2 Lent, February 25
Gen. 17:1-7, 15-16 • Ps. 22:22-30 • Rom. 4:13-25 • Mark 8:31-38
“Those who are ashamed of me and of my words in this adulterous and sinful generation, of them the Son of Man will also be ashamed when he comes in the glory of his Father with the holy angels” (Mark 8:38). Are we ashamed? Are we ashamed to confess with our lips and believe in our hearts that in our father Abraham and our mother Sarah, and consummately in Christ, we have been called? “I am God Almighty; walk before me, and be blameless” (Gen. 17:1).
Are we too proud to fall upon our faces at the wonder of God’s call to an old man and his barren wife? God uses their bodies, although as good as dead, for maternity and promise. It is an old story. God promises that they will be the parents of a multitude of nations and kings, exceedingly fruitful. And we inherit the promise. While we were yet dead in sin, Christ called us and died for us. He “gives life to the dead and calls into existence things that do not exist” (Rom. 4:17). Our very being and salvation in Christ are, in the order of nature, impossible. “The dead do not praise the Lord, nor do any that go down into silence” (Ps. 115:17). But we bless the Lord as those called out of nothing, pulled from the emptiness of sin and death into a new and divinized humanity. “I am God Almighty; walk before me, and be blameless.”
Our life in Christ reaches backward to the faith of Abraham, and the faith of Abraham is a proleptic sign of faith in the one before whom every knee will bow. The single ancestor of a multitude of nations is himself a sign of the singular fulfillment of human history and all creation in Christ. All nations, all kings, all people are taken up and recapitulated in the new life of Christ. The psalmist knows this: “All the ends of the earth shall remember and turn to the Lord; and all the families of the nations shall worship before him. For dominion belongs to the Lord, and he rules over the nations. To him, indeed, shall all who sleep in the earth bow down, before him shall bow all who do down to the dust, and I shall live for him” (Ps. 22:27-29). To “live for him” is to live for Christ. Those who worship him worship the eternal Son of the Father.

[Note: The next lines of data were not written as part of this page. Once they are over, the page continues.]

PR #589, opened 2020-11-05
PA-633 Replacing Local ID

Fosol:
## Description

Replacing `Building.LocalId` with `Building.Name` property.

Updated the following forms by removing **Local ID** and cleaning up the formatting.

- **Map View** - **Parcel Popup**
- **Map View** - **Building Popup**
- **Property Detail View** - **Building Information Section**

The following formatting has changed on the **Parcel Popup** and **Building Popup**

- PID at the top centered for parcels
- Name bolded at top
- Name label removed
- Description displayed if different than the name
- Description label removed
- Address label removed
- View and Update buttons applied the same to both building and parcel

### DIFF
--- a/frontend/src/components/maps/BuildingPopupView.scss
+++ b/frontend/src/components/maps/BuildingPopupView.scss
@@ -7,6 +7,17 @@
   text-align: left;
   padding: 10px;
 
+  .row .col .list-group {
+    margin-top: 6px;
+
+    .list-group-item {
+      padding: 0px 0px 5px 0px;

The story begins with a call. God spoke to him. “Then Abraham fell on his face” (Gen. 17:3). Prostration signals the state of his soul; he believed and his faith was reckoned to him as righteousness. It is reckoned to us as well “who believe in him who raised Jesus Christ from the dead,” for faith is a single mystery. Faith is the call of God and the life God calls into being. God speaks and creates a way to walk in the world, a way to be blameless (Gen. 17:1). We say, of course, your will be done; we pray, let it be to me according to your word; we insist, not my will but your will be done, and thus human will and desire meet the will and desire of God in perfect freedom. Nonetheless, faith is ultimately the work and mystery of God.
Look It Up
Consider Karl Barth’s study, The Epistle to the Romans (Oxford, 1968).
Think About It
Try page 153 of Barth: “[H]e has encountered faith, not in the course of a steady growth in experience, but through the action of God upon him, and in the vision of the crucified and risen Christ. Thus, and thus only, he is what he is—not!”